> YOUR INSTRUCTIONS
Since only part of the records is wanted, repeat exactly the lines from the one containing "### LINKED ISSUE" through the last line, both included.

# # # # #

PR #3382, opened 2017-04-03
Added executable_exists_on_path with platform specific implementation.

### LINKED ISSUE #3376: R Markdown publish command fails on linux with pandoc not available.
This is after installing pandoc and pdflatex. The check in the command specifically looks for "pandoc.exe"  and "pdflatex.exe". On linux it should look for "pandoc" and "pdflatex"

karthiknadig:
Fixes #3376

### DIFF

# # # # #

> TASK RESPONSE
### LINKED ISSUE #3376: R Markdown publish command fails on linux with pandoc not available.
This is after installing pandoc and pdflatex. The check in the command specifically looks for "pandoc.exe"  and "pdflatex.exe". On linux it should look for "pandoc" and "pdflatex"

karthiknadig:
Fixes #3376

### DIFF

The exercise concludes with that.